The molecular mechanisms for cell responses to charge and topography as well as the current cell culture platforms available used to study these processes are discussed in Chapter 1. The development, characterization, and use of a novel cell culture platform to study the effects of surface chemistry and topography on cell attachment, alignment, and motility are discussed in Chapters 2, 5, and 6. The effects of pre-strain, recovery time, recovery temperature, media, and polyelectrolyte coating variables on wrinkle amplitude and wavelength were characterized for Chapter 2. The effects of pre-strain and multiple recoveries on the final topography on reversible wrinkles were determined for Chapter 3. The material presented in this chapter has the potential to be used as for anti-fouling, anti-reflection, sensing, and smart adhesion applications. In Chapter 4, the effects of fabrication temperature and recovery temperature on the formation gradient wrinkles on functionally graded SMPs were studied. Given the optical properties of this material, it can be used for temperature sensing applications. Furthermore, it has the potential to determine the effects of charge, modulus, and dynamic topographical changes on a single, smart cell culture platform in vitro.

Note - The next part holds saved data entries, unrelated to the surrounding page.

PR #191, opened 2024-08-08
Improving HAL directory structure

amendelzon:
To accomodate for testing different platform implementations of same-name units. Also updated corresponding makefiles.


italo-sampaio (approved):
Looking good!

PR #196, opened 2024-09-04
SGX simulation build

amendelzon:
- Added simulator-only seal and unseal implementations (seal/unseal is unsupported in simulation mode and errors out)
- Added simulation build script
- Added separate simulation configuration file


italo-sampaio (approved):
Nice addition, looks good!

In Chapter 5, mouse embryonic fibroblasts are seeded on the substrate developed in Chapter 2 to study cell attachment and alignment. The effects of charge and topography were studied. In Chapter 6, the effects of chemistry and topography on mouse embryonic fibroblast motility on PEM active wrinkles were determined. An automated, contour-based tracking and analysis software program was used to determine nuclei density, nuclei alignment angle, and nuclei angular standard deviation, cell velocity, cell diffusion, and mean squared displacement.
Overall, a novel shape memory cell culture platform was developed, characterized, and used to study cell behavior. Future work recommendations for all chapters are discussed in Chapter 7. The unique contributions of this dissertation to the field are the development of a reversible and repeatable topographical coating on a smart, cell culture platform. The work in this dissertation will demonstrate that surface chemistry is more important than topography for cell alignment and motility. However, cells attach well on topographical surfaces more than flat surfaces despite charge.